NEW DELHI: A new report by
Oxfam International estimates that the combined crises of
Covid-19, rising
inequality and galloping
food prices could push as many as 263 million people across countries into extreme
poverty in 2022, reversing decades of progress. This is the equivalent of one million people every 33 hours, the report says.
Another worrisome impact is that the gender pay gap has only further widened — before the pandemic it was forecast to take 100 years to close; now it will take 136 years. “In 2021, there were 13 million fewer women in employment compared with 2019, while men’s employment recovered to 2019 levels,” says the report.
According to the analysis, during the pandemic women were disproportionately pushed out of employment, especially as lockdowns and social distancing affected highly feminized workforces in the service sectors, such as tourism, hospitality and care work. Increased unpaid work has barred millions of women from rejoining labour markets.
Bringing to the fore stark inequalities, Oxfam’s analysis of the latest data from Forbes shows that there are 2,668 billionaires in the world, 573 more than in 2020 when the pandemic began. “At the same time the incomes of 99% of humanity have fallen because of Covid-19, with the equivalent of 125 million full-time jobs lost in 2021,” states the report titled ‘Profiting from Pain’ that will be released on Monday at the World Economic Forum in Davos.

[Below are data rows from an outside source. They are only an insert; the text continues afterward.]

PR #2329, opened 2026-07-23
perf: experiment with striped classic histogram accumulator

zeitlinger:
## Summary

This is an **experimental alternate implementation** for benchmarking against `main` and the synchronized candidate in #2252. It is not being presented as production-ready yet.

For classic-only histograms, this replaces the existing `Buffer`/`LongAdder` recording path with an epoch-striped, double-buffered per-thread accumulator. Each recording thread owns a cell, observations update plain thread-confined bucket/count/sum fields, and collection advances a global epoch before draining the inactive buffers. This avoids a global `synchronized (DataPoint)` monitor on the shared four-thread observe path while preserving coherent bucket/count/sum snapshots. `getCount()` and `getSum()` use the same snapshot mechanism.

To explain the deep gap, the report highlights that for every new billionaire created during the pandemic — one every 30 hours — nearly a million people could be pushed into extreme poverty in 2022 at nearly the same rate. It says that billionaire wealth has soared during the Covid-19 pandemic as companies in the food, pharma, energy and technology sectors have cashed in.
In a statement, Oxfam International executive director Gabriela Bucher, while elaborating on the impact of the pandemic, said, “Decades of progress on extreme poverty are now in reverse and millions of people are facing impossible rises in the cost of simply staying alive.”
It has been emphasised in the report that there is an urgent need for governments to implement highly progressive taxation measures that in turn must be used to invest in powerful and proven measures to reduce inequalities.